All this Wreckless Eric brouhaha is wonderful.
I so loved the punk movement. I was 25, and actually in London the week of the Stiffs Live. I remember getting on the Underground to go back to my Grandmother’s in Finchley and the punks who had been at the shows that featured Elvis Costello, Nick Lowe, Wreckless Eric, Larry Wallis, and Ian Dury and the Blockheads were on the same train.
Blue Mohawks-crap, any Mohawk on a white kid in the fall of 1977–and pierced tongues and such were still a little outrageous in the states where ELO and ABBA ruled. In fact Roxy Music, 801, The Tubes, and Queen were about as far as I could push the envelope before that fateful trip to London to visit my Granny and cousins for the first time on their turf.
What a great time I had! I remember sleeping on a boat hostile in Amsterdam with a bunch of other kids, and getting up in the morning to eat some yogurt and fruit and cheese (remember, I am in Holland) with Marshall Tucker’s “Can’t You See” blasting in the dining area.
As previously noted, that was the first time I heard the Sex Pistols: in the tub in my Granny’s home, listening to my Aunt Hedda’s tinny transistor radio, tuned to John Peel and Top of the Pops. “Anarchy in the UK” blasted out and life would never be the same for me.
I came home hungry, riding the new wave as it broke here, a pierced (yep, did my ear the first time right after I got back), tattooed (long story, but that was actually a couple of years earlier) ever the long-hair who still fit right into his Berkeley community.
I saw as many of the English and New York bands as they arrived as I could, and being near San Francisco, that was pretty easy to do, and it was cheap, too. $3.50 or $4.00 to see three bands at a great venue.
Anyway, Gene commenting on (I’d go the) Whole Wide World, that “punk opened things up” suggesting Eric would not have happened in 1972 is so dead on.
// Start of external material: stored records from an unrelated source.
PR #951, opened 2022-07-14
Zc/docker operator options improvement

corps:
3 Changes here

1.  Swarm Operator now, by default, adds constraint to not run on manager nodes.  It also includes a 0.5 cpu maximum that is configurable.  Incidentally, this also means that the base service for any job does not copy its own resource reservations.

2.  The materialize metis data workflow operates abstractly on file systems, but when copying from metis -> metis, the copy files bulk command is far more efficient than downloading and re-uploading.  I believe this may have contributed to some of the metis overhead we were seeing (the materialize mvir1 job for genentech)

3.  Include parent directories in the tail logic for metis etls -- if a file is modified, each of its parent directories are also given as updated directories, triggering all parent record folder finds in the process.


corps:
I need to re-record some cassettes to get this passing, hold on.

coleshaw (approved):
Nice improvements! I agree, I think these will improve swarm resource management. Good catch on copy versus download / upload!

PR #953, opened 2022-07-15
refactor and extract test

coleshaw:
Small refactor to improve testing around the metis file grouping logic, so it's not reliant on the cassette and thus won't get clobbered on re-recording ... :man_facepalming:


corps:
that makes total sense.

TBH the cassette tests are very useful early in the project because so much was changing that higher level tests helped ensure that integration wasn't breaking, but over time I think moving towards effective mock / unit tests makes more sense.

coleshaw:
Mostly I see this as karma for my hand-editing a cassette... :nose:

Issue #939, opened 2022-07-07
Path to always use latest images in vulcan


dtm2451:
For development purposes, it would be incredibly helpful to be able to simply refresh the page and re-`Run`, after editing scripts and rebuilding vulcan/archimedes.  Especially considering that the 'Update dependencies' option does not work in dev currently because it targets `:production` images.  Currently, I need to `create figure` anew each time.

coleshaw:
Hm, update-dependencies should work if you change your config.yml to just run your local archimedes, instead of production? i.e.

```
:archimedes_run_image: archimedes
```

But, I think this is a great idea! Should definitely be doable -- do you imagine this would be a different button that shows up in development, i.e. run-on-latest?

dtm2451:
I'd need to update the lines below too?

From
```
  :archimedes_run_image: etnaagent/archimedes
  :archimedes_interpreters:
    :r: etnaagent/archimedes-r:latest
    :node: etnaagent/archimedes-node:latest
    :python: etnaagent/archimedes:latest
```

To
```
  :archimedes_run_image: archimedes
  :archimedes_interpreters:
    :r: archimedes-r:latest
    :node: archimedes-node:latest
    :python: archimedes:latest
```

or just the one line?

coleshaw:
Yes, I think all lines like that would let the "Update dependencies" button to capture the local dev versions accurately. Might try `archimedes:latest` on the `archimedes_run_image` one too, to make sure you capture the latest one you build.

dtm2451:
> do you imagine this would be a different button that shows up in development, i.e. run-on-latest?
Yea, as a button could be great!  DEf some control mechanism needed... I tend to want this behavior as the default, but it would need to be able to be turned off for testing of the image-pinning system.

PR #956, opened 2022-07-19
Vulcan dev dependency bypass

coleshaw:
@dtm2451 , I think this works for #939 ? This PR implements an `ignore_dependencies` flag on the backend and adds a checkbox for it in the Vulcan UI. If you check the box and then click `run`, Vulcan will use the latest image for `archimedes` and all the interpreters. Default is not checked. The flag only appears if you have the `vulcandev` flag set on your token, so you'll want to make sure to add that. The idea is this would only be a local dev thing ...


coleshaw:
I think one way to test this locally would be:

* Give yourself the `vulcandev` flag in Janus.
* Create some obvious changes in `archmedes`. I've been doing this by editing `archimedes/archimedes/functions/dataflow/__init__.py` into some breaking changes, like

```
from .path import input_path, output_path, output_tsv
import json
```

* Build a local version of this `archimedes` with `IMAGES_POSTFIX=:production make -C archimedes/ release` (this has to match whatever you use in `vulcan/config.yml`
* Run a saved figure in Vulcan. It should work with the saved `archimedes` SHA.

But, with the Pistols and Malcolm McLaren and the Clash, all bets were off.
Never prior to John Lydon did any band ever seem to consider that there was the radical difference between singing harmoniously and being an effective vocalist had suddenly fallen away. In fact, I remember arguing similarly with my life-long friend Karen Clayton at the time about Elvis Costello. Karen called Elvis a lousy vocalist, and I noted that maybe he was a lousy elocutionist, but he was a great lyricist and voclalist.
Enter Ian Dury, and Sex and Drugs and Rock’n’Roll, a really wonderful song: funny, self deprecating, and yet brutally honest.
But, because Sex and Drugs… seemed more like a gimmick song, it was hard to take much else by the Blockheads seriously. In fact it was hard to take Sex and Drugs… seriously.
Too bad, because they were a pretty tight band, and if you know the song Sweet Gene Vincent, you know this to be true. Not just a great song that links the same attitude of Little Richard and Chuck Berry to that of the punks, the song moves to that place using Vincent–Mr. Be-Bop-A-Lula and maybe THE original punk–as a vehicle.
This version of the song is from the The Concert for Kampuchia, and joining in the Blockheads is the Clash’s Mick Jones, by the way. And, let me tell you, we are far from done with the subject.
Fun! Excellent Mick Jones solo there. He kind of starts trad and then turns it inside out in a very appealing and rocking way.